-- Supplied material follows --

PR #431, opened 2020-03-29
Updated @magenta/music dependencies

Seanitzel:
Updated all dependencies.


Seanitzel:
@googlebot I signed it!

notwaldorf:
Thanks for the PR! Unfortunately, I'm not super sure we need it. The ^ basically means "give me any minor/patch version that matches the major version of this" so all of these deps would get installed anyway, even theyre not listed explicitely in the package.json. I think there's just too many deps that update all the time, and enforcing this will always be up to date isn't useful or feasible.

PR #440, opened 2020-04-22
add Melody class for quantized monophonic melodies

iansimon:


music/src/core/melodies.ts
```diff
@@ -0,0 +1,142 @@
...
+import {INoteSequence, NoteSequence} from '../protobuf/index';
+
+import * as sequences from './sequences';
+
+export const NO_EVENT = 0;
+export const NOTE_OFF = 1;
+const FIRST_PITCH = 2;
+
+/**
+ * Melody representation with note onsets, `NO_EVENT` (sustain) and `NOTE_OFF`.
```
notwaldorf, line 32: how is a note onset represented?

notwaldorf: and is this different than the Performance representation?

music/src/core/melodies.ts
```diff
@@ -0,0 +1,142 @@
...
+          if (n1.quantizedStartStep === n2.quantizedStartStep) {
+            return n2.pitch - n1.pitch;
+          }
+          return n1.quantizedStartStep - n2.quantizedStartStep;
+        });
+    const events = new Int32Array(numSteps || noteSequence.totalQuantizedSteps);
+    let lastStart = -1;
+    sortedNotes.forEach(n => {
+      if (n.quantizedStartStep === lastStart) {
+        if (!ignorePolyphony) {
```
notwaldorf, line 80: I would add this as a helper in sequences, like `assertIsMonophonic`

notwaldorf: (just how you have `assertIsQuantized` above

music/src/core/sequences.ts
```diff
@@ -402,6 +402,19 @@ export function unquantizeSequence(qns: INoteSequence, qpm?: number) {
   return ns;
 }
 
+/**
+ * Create an empty quantized NoteSequence with steps per quarter note and tempo.
+ * @param stepsPerQuarter The number of steps per quarter note to use.
+ * @param qpm The tempo to use.
+ * @returns A new quantized NoteSequence.
+ */
+export function createQuantizedNoteSequence(
```
notwaldorf, line 411: this doesn't feel like a helper here (it's too generic), maybe just in the class you're using it in?

music/src/core/melodies.ts
```diff
@@ -0,0 +1,142 @@
...
+/**
+ * Melody representation with note onsets, `NO_EVENT` (sustain) and `NOTE_OFF`.
+ *
+ * @param events An array of melody events.
+ * @param minPitch The minimum pitch to represent.
+ * @param maxPitch The maximum pitch to represent.
+ *
+ */
+export class Melody {
+  readonly events: Int32Array;
```
notwaldorf, line 40: is that the same as `Number[]` ?

music/src/core/melodies.ts
```diff
@@ -0,0 +1,142 @@
...
+
+  /**
+   * Extract a melody from a `NoteSequence`.
+   *
+   * @param noteSequence `NoteSequence` from which to extract a melody.
+   * @param minPitch The minimum pitch to represent. Those above this value will
+   * cause an error to be thrown.
+   * @param maxPitch The maximum pitch to represent. Those above this value will
+   * cause an error to be thrown.
+   * @param ignorePolpyhony If false, an error will be raised when notes start
```
notwaldorf, line 58: typo: polyphony

music/src/core/melodies.ts
notwaldorf: The fact that I'm confused leads me to believe "melody" is too generic a name

music/src/core/melodies.ts
iansimon: One issue is that isQuantized is a constant time check whereas isMonophonic requires checking the start times of all the notes, so here (I just moved this code from data.ts) it's done in the already-existing melody conversion loop.

music/src/core/melodies.ts
iansimon: I think it is not even though I have forgotten the small amount of TypeScript I knew.  I tried using a number[] but the tf.tensor function didn't want to take one of those (in data.py) so to avoid multiple array conversions I just used Int32Array.  Is that weird?

music/src/core/sequences.ts
iansimon: But now it's being used in two places: melodies.ts and data.ts.

music/src/core/melodies.ts
notwaldorf: ohhh i see, yeah got it.

music/src/core/sequences.ts
notwaldorf: 👍

music/src/core/melodies.ts
iansimon: Added some doc to help clarify.

iansimon:
@cjcai I cannot add you as an official reviewer but you can take a look if you like.

music/src/core/melodies.ts
iansimon: Fixed.

iansimon:
> (but your tests are on fire)

They are now not on fire!

PR #441, opened 2020-04-23
add rhythm and shape melody control signals

iansimon:


iansimon:
@cjcai feel free to take a look if you like.

music/src/core/melodies.ts
```diff
@@ -144,3 +145,112 @@ export class Melody {
...
+export interface MelodyControl {
+  readonly depth: number;
+  extract(melody: Melody): tf.Tensor2D;
+}
+
+/**
+ * Rhythm control signal. Extracts a depth-1 tensor indicating note onsets.
+ */
+export class MelodyRhythm implements MelodyControl {
+  readonly depth = 1;
```
notwaldorf, line 165: i think this can just be private then? does anyone need to actually read it?

music/src/core/melodies_test.ts
```diff
@@ -58,3 +59,24 @@ test('Test Melody To NoteSequence', (t: test.Test) => {
   t.deepEqual(ns, expected);
   t.end();
 });
+
+test('Test Melody Rhythm Control', (t: test.Test) => {
+  const events = new Int32Array([0, 2, 0, 1, 4, 6, 9, 1]);
+  const melody = new Melody(events, 60, 72);
```
notwaldorf, line 65: i feel this is a bit weird, and you should just be able to pass a normal Javascript array [ ] to that Melody constructor. Are the types getting in the way because it needs to not contain floats?

iansimon: I switched the Melody constructor to take ArrayLike<number>; is that more normal?  I don't want to have it just take number[] because tfjs gives back data as Int32Array.

music/src/core/melodies.ts
iansimon: It's the dimension of the returned arrays, which really feels to me like something that should be public.

PR #447, opened 2020-05-04
support extra control signals in MusicVAE and add control preprocessing bidirectional LSTM

iansimon:


iansimon:
Also may be of interest to @cjcai

notwaldorf:
I'm actually gonna pass this baton to @adarob since MusicVAE is his baby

-- Supplied material concluded --

- Exercise aim: If the string "which" appears in a line of the entries, report the line.

- Result:
+   * @param noteSequence `NoteSequence` from which to extract a melody.
iansimon: It's the dimension of the returned arrays, which really feels to me like something that should be public.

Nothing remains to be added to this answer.